Насмеявшись вдоволь, Ева сделала еще большой глоток вина.
— Как здесь здорово! — воскликнула она, глядя на небольшую эстраду, где расположились музыканты, рядом с танцевальной площадкой. — Кстати, ты любишь танцевать? — Она быстро повернула голову и как-то странно взглянула на Себастьяна. Как ему показалось, с вызовом.
Он пожал плечами.
— Не особенно.
Ева сузила глаза, будто сомневаясь в искренности его слов, пристальнее всмотрелась в его лицо и опять совершенно неожиданно улыбнулась.
— А я люблю. И пожалуй, пойду потанцую.
Порывисто, с несвойственной ей резкостью, она, не дожидаясь заказа, поднялась со стула, окинула Себастьяна еще одним странным быстрым взглядом, в котором за наигранной веселостью и дерзостью он заметил отчаяние и даже боль, и своей кошачьей походкой направилась к танцплощадке.
Себастьян наблюдал за ней хмурым взглядом.
Вот она все с той же вызывающей улыбкой приблизилась к первой группке танцующих… Вот несколько парней, явно моложе ее лет на десять, расступились, жестами приглашая присоединиться к ним.

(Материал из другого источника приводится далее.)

PR #12286, opened 2025-09-05
[backend] Fix add/remove pir denormalization on entities (#11149)

Archidoit:
### Proposed changes
- Fix add/remove pir denorm on stix domain objects when a creation/deletion of relationship causes a flag in several PIRs


opencti-platform/opencti-graphql/src/database/engine.js
```diff
@@ -4622,27 +4620,36 @@ export const elIndexElements = async (context, user, indexingType, elements) =>
...
-                last_pir_score_date: params.updated_at,
-              }))
-          ];
-          script += '; ctx._source[\'pir_information\'] = params.pir_information';
+          // remove pir_information concerning the pir and add the new pir_information
+          script += `
+          ; if (ctx._source.containsKey('pir_information') && ctx._source['pir_information'] != null) {
+              ctx._source['pir_information'].removeIf(item -> params.pir_ids.contains(item.pir_id));
+              ctx._source['pir_information'].addAll(params.new_pir_information);
+            } else ctx._source['pir_information'] = params.new_pir_information
```
richard-julien, line 4763: Please put {} for the else too

Archidoit: was done on purpose because a ';' is added via the join ... and }; is incorrect

richard-julien (approved):

PR #12292, opened 2025-09-05
[frontend] Fix connector stopped status color chip on create connector (#7328)

esrevi:
### Proposed changes

* Fix on connector created, the status chip color is now red when it is stopped

### Related issues

* #7328 

### Checklist


opencti-platform/opencti-front/src/private/components/data/Root.jsx
```diff
@@ -145,7 +145,7 @@ const Root = () => {
           element={boundaryWrapper(Connectors)}
         />
         <Route
-          path="/ingestion/connectors/:connectorId"
+          path="/ingestion/connectors/:connectorId/*"
```
esrevi, line 148: there was a warning from react router telling to add this trailing star when we navigate in the details of a connector

opencti-platform/opencti-front/src/utils/Connector.tsx
```diff
@@ -66,47 +63,53 @@ export const useGetConnectorAvailableFilterKeys = (connector: Connector): string
...
-  const { t_i18n } = useFormatter();
-  // eslint-disable-next-line react/display-name
-  return ({
-    manager_current_status,
-    manager_requested_status,
-    active,
-  }: Partial<ConnectorsStatus_data$data['connectors'][0]>) => {
-    if (manager_requested_status) {
-      if ((manager_current_status ?? '').slice(0, 5) !== manager_requested_status.slice(0, 5)) {
+export const computeConnectorStatus = ({
```
esrevi, line 66: this function is refactored to return only an object and not also a react component for better separation of concerns.

opencti-platform/opencti-front/src/private/components/data/connectors/ConnectorsStatus.tsx
```diff
@@ -427,32 +426,36 @@ const ConnectorsStatusComponent: FunctionComponent<ConnectorsStatusComponentProp
...
-                                  setConnectorMessages(connector.messages);
-                                }}
-                                aria-haspopup="true"
-                                color="primary"
-                                size="large"
-                                disabled={!!connector.built_in}
-                              >
-                                <PlaylistRemoveOutlined />
-                              </IconButton>
+                              <span>
```
esrevi, line 429: add span to display tooltip even if button is disabled

opencti-platform/opencti-front/src/utils/Connector.tsx
```diff
@@ -66,47 +63,53 @@ export const useGetConnectorAvailableFilterKeys = (connector: Connector): string
...
+          label: manager_requested_status,
+        };
+      }
+
+      if (manager_requested_status === 'stopped') {
         return {
-          processing: ['starting', 'stopping'].includes(manager_requested_status),
-          render: (
-            <ItemBoolean
-              status={['starting', 'stopping'].includes(manager_requested_status) ? undefined : true}
```
esrevi, line 83: the issue comes from this:
when the connector is created, here are the values we got:
{
managerRequestedStatus: "stopped", managerCurrentStatus: null, active: true
}

When managerRequestedStatus is "stopped”, this line ['starting', 'stopping'].includes(manager_requested_status) ? undefined : true, will return true, so status is true -> green

opencti-platform/opencti-front/src/private/components/data/connectors/ConnectorStatusChip.tsx
```diff
@@ -0,0 +1,34 @@
...
+  } else if (status === 'active') {
+    itemBooleanStatus = true;
+  } else {
+    itemBooleanStatus = false;
+  }
+
+  return (
+    <ItemBoolean
+      status={itemBooleanStatus}
+      label={t_i18n(label)}
```
lndrtrbn: We prefer avoid those kind of dynamic translations because our scripts to automatically detect translations cannot work on this. Instead keep the translations `t_i18n('Active')` and `t_i18n('Inactive')` in the helper function instead of just strings

JeremyCloarec (approved):

PR #357, opened 2017-09-13
Refines conditions fix.

ArtsiomYeliseyenka:


src/main/resources/public/js/src/filterEntities/FilterEntities.js
```diff
@@ -176,11 +176,29 @@ define(function (require) {
...
+            conditionText: function (condition) {
+                return Localization.filterShortCut[condition];
+            }
+        },
         events: {
             'click .option-menu > li > a': 'changeOptions'
         },
         initialize: function () {
             this.render();
+            this.listenTo(this.model, 'change:condition', function (model, value) {
```
lexecon: conditionFlipper method is no longer needed (just set the value for the model)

Вот она кивнула, подняла руки и начала двигаться в такт музыке…
Официантка принесла заказанные блюда и что-то сказала, но Себастьян даже не взглянул на нее. Все его внимание было приковано к происходящему на танцплощадке.

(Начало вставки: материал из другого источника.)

PR #394, opened 2017-09-26
Localization new

yana95:


src/main/resources/public/scss/loginPage/login-login.scss
```diff
@@ -121,8 +122,13 @@
       }
 
       .or {
+        position: absolute;
```
lexecon: use position relative, and text-align: center for parent block. Line must be absolute position. Do not use transform for set position element (only for animation)

src/main/resources/public/js/src/core/util.js
```diff
@@ -31,20 +31,18 @@ define(function (require, exports, module) {
     var App = require('app');
     var Validators = require('validators');
     var Service = require('coreService');
-    var SingletonDefectTypeCollection = require('defectType/SingletonDefectTypeCollection');
 
     require('baron');
     require('cookie');
     // require('nicescroll');
     // require('isLoading');
-    require('select2');
```
lexecon: require('select2') should be everywhere where this library is used

PR #458, opened 2017-11-01
EPMRPP-29789. Launch statistics area & bar widgets combined into one.

ArtsiomYeliseyenka:


src/main/resources/public/js/src/newWidgets/_C3ChartWidgetView.js
```diff
@@ -78,6 +83,31 @@ define(function (require) {
...
+                        filtering_field: 'start_time',
+                        is_negative: false,
+                        value: time.format('x') + ',' + (parseInt(time.format('x'), 10) + range)
+                    };
+                    filterModel.parseServerData(response[0]);
+                    entities = filterModel.getEntitiesObj() || [];
+                    entities.push(dateFilter);
+                    filterModel.set('newEntities', JSON.stringify(entities));
+                    link = filterModel.get('url') + 'all?' + filterModel.getOptions().join('&');
+                    if (link) {
```
lexecon: destroy filter model after using

PR #538, opened 2017-11-29
EPMRPP-31183. Added search functionality for "add shared widget" modal.

ArtsiomYeliseyenka:


src/main/resources/public/js/src/core/data-url-resolver.js
```diff
@@ -79,8 +79,11 @@ define(['app'], function (App) {
     var widgetNamesShared = function () {
         return getProjectBase() + '/widget/names/shared';
     };
-    var widgetsShared = function () {
-        return getProjectBase() + '/widget/shared';
+    var widgetsShared = function (data) {
+        return getProjectBase() + '/widget/shared?page.size=10&page.page=' + data.page;
```
lexecon: set default state for data if data not defined

src/main/resources/public/js/src/core/data-url-resolver.js
```diff
@@ -79,8 +79,11 @@ define(['app'], function (App) {
...
+    };
+    var sharedWidgetSearch = function (data) {
+        return getProjectBase() + '/widget/shared/search?term=' + data.term + '&page.size=10&page.page=' + data.page;
```
lexecon: set default state for data if data not defined

PR #623, opened 2018-01-29
R profile page

ArtsiomYeliseyenka:


app/src/pages/profilePage/personalInfoBlock/personalInfoBlock.jsx
```diff
@@ -0,0 +1,169 @@
...
+
+          </div>
+        </BlockContainer.Body>
+      </div>
+    );
+  }
+
+}
+
+PersonalInfoBlock.propTypes = {
```
DiscoElevator: For components written as a class we can define theit prop types and default props as a class static fields:
```
class MyComponent extends Component {
  static propTypes = {
    ...
  };

  static defaultProps = {
    ...
  };

  ...
}
```

So we can see component's interface near it's definition.

PR #624, opened 2018-01-30
React. added project selector component.

ArtsiomYeliseyenka:


app/src/components/main/projectSelector/projectSelector.jsx
```diff
@@ -0,0 +1,82 @@
...
+
+import classNames from 'classnames/bind';
+import React, { Component } from 'react';
+import PropTypes from 'prop-types';
+import ScrollWrapper from 'components/common/scrollWrapper/scrollWrapper';
+import styles from './projectSelector.scss';
+
+const cx = classNames.bind(styles);
+
+class ProjectSelector extends Component {
```
lexecon: It should receive in props onChange function and not store the current active item in state

PR #631, opened 2018-02-02
Localization reducer

lexecon:
Add BE localization and localization switcher


app/src/controllers/lang/reducer.js
```diff
@@ -0,0 +1,10 @@
+import { CHANGE_LANG_ACTION } from './constants';
+
+export const langReducer = (state = { lang: 'be' }, { type, payload }) => {
```
DiscoElevator: Maybe it's better to have a string as a state on this level? Like `state = 'be'`. So it will be `state.lang`, not `state.lang.lang` as a result.

app/src/controllers/lang/actionCreators.js
```diff
@@ -0,0 +1,8 @@
+import { CHANGE_LANG_ACTION } from './constants';
+
+export const setLangAction = lang => ({
+  type: CHANGE_LANG_ACTION,
+  payload: {
```
DiscoElevator: Why no `payload: lang`?

app/src/routes/rootRoute.jsx
```diff
@@ -17,13 +17,17 @@ import SettingsPage from 'pages/inside/settingsPage/settingsPage';
...
+
 const LoginRoute = () => (
   <EmptyLayout>
+    <LocalizationSwitcher />
     <LoginPage />
   </EmptyLayout>
 );
 const AppRoute = () => (
   <AppLayout>
+    <LocalizationSwitcher />
```
DiscoElevator: What about admin route?

lexecon: this is only for the test, in the future this component will be deleted. But in the admin area, too, I'll add

PR #633, opened 2018-02-05
Add auth check and login action

DiscoElevator:


app/src/controllers/auth/actions.js
```diff
@@ -18,23 +10,20 @@ const fetchUserSuccess = user => ({
...
-  headers: {
-    Authorization: token || DEFAULT_TOKEN,
-  },
-}).then((res) => {
-  if (res.status === 401) {
-    throw new Error('Unauthorized');
-  }
-  return res.json();
-}).then(user => dispatch(fetchUserSuccess(user)));
+export const fetchUserAction = () => dispatch =>
```
lexecon: it's not just downloading user data, it's better to split into two actions.

app/src/common/utils/fetch.test.js
```diff
@@ -0,0 +1,58 @@
+import axios from 'axios';
+import MockAdapter from 'axios-mock-adapter';
+import { DEFAULT_TOKEN } from 'controllers/auth';
```
lexecon: mock this module

PR #643, opened 2018-02-14
Auth controller divided into Auth and User controllers.

ArtsiomYeliseyenka:


app/src/controllers/user/reducer.js
```diff
@@ -0,0 +1,10 @@
+import { FETCH_USER_SUCCESS } from './constants';
+
+export const userReducer = (state = {}, { type, payload }) => {
+  switch (type) {
+    case FETCH_USER_SUCCESS:
+      return Object.assign({}, state, { info: payload, activeProject: 'default_project' });
```
DiscoElevator: This action corresponds to user only, don't set active project here.
Since there's no actions for changing active project, please make a constant `INITIAL_STATE`, set activeProject there and use it as a default value for state in the reducer function.

app/src/controllers/user/selectors.js
```diff
@@ -0,0 +1,6 @@
+const userSelector = state => state.user || {};
+const useInfoSelector = state => state.user.info || {};
```
DiscoElevator: duplicate

app/src/controllers/user/reducer.js
ArtsiomYeliseyenka: fixed

app/src/controllers/user/selectors.js
ArtsiomYeliseyenka: fixed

Ева же не поворачивала головы в его сторону. Создавалось впечатление, что едва она попала в круг танцующих, как внутри нее разгорелось пламя. Звуки музыки, казалось, овладели всем ее существом: заставляли вращать бедрами, двигать плечами, изгибать руки.

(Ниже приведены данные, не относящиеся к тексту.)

PR #646, opened 2018-02-20
Fixed user controller errors. Added logout action,

ArtsiomYeliseyenka:


app/src/controllers/auth/index.js
```diff
@@ -1,4 +1,4 @@
-export { TOKEN_KEY, DEFAULT_TOKEN } from './constants';
-export { loginAction, authSuccessAction } from './actionCreators';
+export { TOKEN_KEY, DEFAULT_TOKEN, LOGOUT } from './constants';
```
DiscoElevator: `LOGOUT` should not be exported from the module. `logoutAction` is enough.

ArtsiomYeliseyenka: fixed

PR #651, opened 2018-02-22
EPMRPP-33558 UI: Add a list to URL field on for AD and LDAP

yana95:


ArtsiomYeliseyenka:
Changes should be performed from master branch.

PR #654, opened 2018-02-28
EPMRPP-33590. Added tooltip engine. Added sandbox - /:projectId/sandbox.

ArtsiomYeliseyenka:


app/src/pages/inside/dashboardPage/index.js
```diff
@@ -1,2 +1,2 @@
 export { DashboardPage } from './dashboardPage';
-export { DashboardModal } from './dashboardModal';
+export { DashboardModal } from '../sandboxPage/exampleModal';
```
DiscoElevator: remove

PR #1458, opened 2019-05-07
EPMRPP-38828 - React. Launch. Incorrect filter behaviour on open by url

mykhailo-kalashnikov-epam:


app/src/common/utils/waitForSelector.js
```diff
@@ -0,0 +1,10 @@
+import { select, take } from 'redux-saga/effects';
+
+export function* waitForSelector(selector) {
```
margalencia: Could you please explain in more details what is the purpose of this generator?

mykhailo-kalashnikov-epam: Since the project settings request does not call from launch page Saga, I cannot know when response got, the only indicator is the active filter selector, this generator waits for any valid selector value and is interrupted.

PR #1469, opened 2019-05-08
EPMRPP-34392: fix toolbar on top when at least one launch/launch suite is selected

margalencia:


app/src/pages/inside/launchesPage/LaunchToolbar/launchToolbar.scss
```diff
@@ -2,3 +2,9 @@
   background-color: $COLOR--white-two;
   border-bottom: 1px solid $COLOR--gray-91;
 }
+
+.sticky-toolbar {
+  position: sticky;
+  top: 0;
+  z-index: 2;
```
vitalii-chornyi: Why 2 not 3?

ElenaRomanchuk: The z-index value constants are introduced in z-index-variables.sccs. I suggest to use them instead of hard coded number.

margalencia: fixed, I've added new variable to `z-index-variables`, 2 is to be displayed above the all table elements

PR #1473, opened 2019-05-10
EPMRPP-35191 - React: Lazy-load for widget on dashboard page

mykhailo-kalashnikov-epam:


app/src/components/main/scrollWrapper/scrollWrapper.jsx
```diff
@@ -141,6 +142,7 @@ export class ScrollWrapper extends Component {
     if (scrollLeft !== lastViewScrollLeft) {
       this.scrollbars.thumbHorizontal.style.opacity = 1;
     }
+    forceCheck();
```
DiscoElevator: Maybe we can somehow utilize `onLazyLoad` function? I mean, move this check there or inside the condition on line 139. What do you think?

PR #1475, opened 2019-05-10
EPMRPP-37440: incorrect tooltip for defect details when no defect subtypes are added

Andrew-Omelchenko:


app/src/pages/inside/common/defectTypeTooltip/defectTypeTooltip.jsx
```diff
@@ -76,25 +91,12 @@ export class DefectTypeTooltip extends Component {
...
-                  className={cx('item')}
-                >
-                  <div className={cx('name')}>
-                    <div className={cx('circle')} style={{ backgroundColor: color }} />
-                    {longName}
-                  </div>
-                  <span className={cx('value')}>{data[locator]}</span>
-                </DefectLink>
-              ))}
+            Object.keys(data).length > 2 && (
```
margalencia: According to the defect's description 
> Defect type's statistic shouldn't contain total info if there are no defect subtypes on the project

image

You should leave `Product Bug` not `Total Product Bugs`

Andrew-Omelchenko: Fixed.

app/src/pages/inside/common/defectTypeTooltip/defectTypeTooltip.jsx
```diff
@@ -53,48 +53,49 @@ export class DefectTypeTooltip extends Component {
 
     const defectConfig = projectConfig.subTypes && projectConfig.subTypes[type.toUpperCase()];
 
+    const filteredBodyData = Object.keys(data)
```
AmsterGet: I think it would be better to move this sequence to the `getFilteredBodyData` function and call it here.

app/src/pages/inside/common/defectTypeTooltip/defectTypeTooltip.scss
```diff
@@ -3,11 +3,11 @@
 .total-item {
   display: flex;
   justify-content: space-between;
-  box-sizing: border-box;
+  text-decoration: none;
```
AmsterGet: Which purpose of this swap?
Please see our [docs](https://github.com/reportportal/service-ui/blob/v5/app/docs/8-CSS.md)

Andrew-Omelchenko: Fixed.

app/src/pages/inside/common/defectTypeTooltip/defectTypeTooltip.jsx
Andrew-Omelchenko: Fixed.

Она по-прежнему улыбалась — всем, кто был рядом, и в то же самое время никому конкретно. Отделившись от группы молодых парней, с такой радостью принявших ее, она, танцуя, приблизилась к мужчине лет тридцати пяти. Все, словно по команде, отошли чуть назад, образуя круг. Предыдущая мелодия закончилась, сменившись другой — зажигательной, похожей на латиноамериканскую.
Себастьян в последующие несколько минут проклял все и вся за то, что не занялся в детстве танцами, как ни склоняла его к этому мать.
Больше всего на свете ему сейчас хотелось оказаться на месте партнера Евы, так великолепно танцующего вместе с ней в центре круга под громкие аплодисменты. Нельзя было не отметить, что смотрелись они исключительно.
Он — стройный, подвижный, светловолосый, с ямочкой на квадратном подбородке и смуглой кожей. Она — с черными волосами, идеально сложенная, гибкая, темноглазая, само воплощение красоты и женственности.
С минуту Себастьян наблюдал за ними с восторгом и завистью. Потом почувствовал, что зависть разрастается в нем, перерождаясь в нечто иное, похожее немного на злость, немного на отчаяние, немного на… ревность. Спустя еще минуту ревность, теперь ясно ощущаемая и с каждым мгновением все более невыносимая, уже сдавливала ему горло, слепила глаза.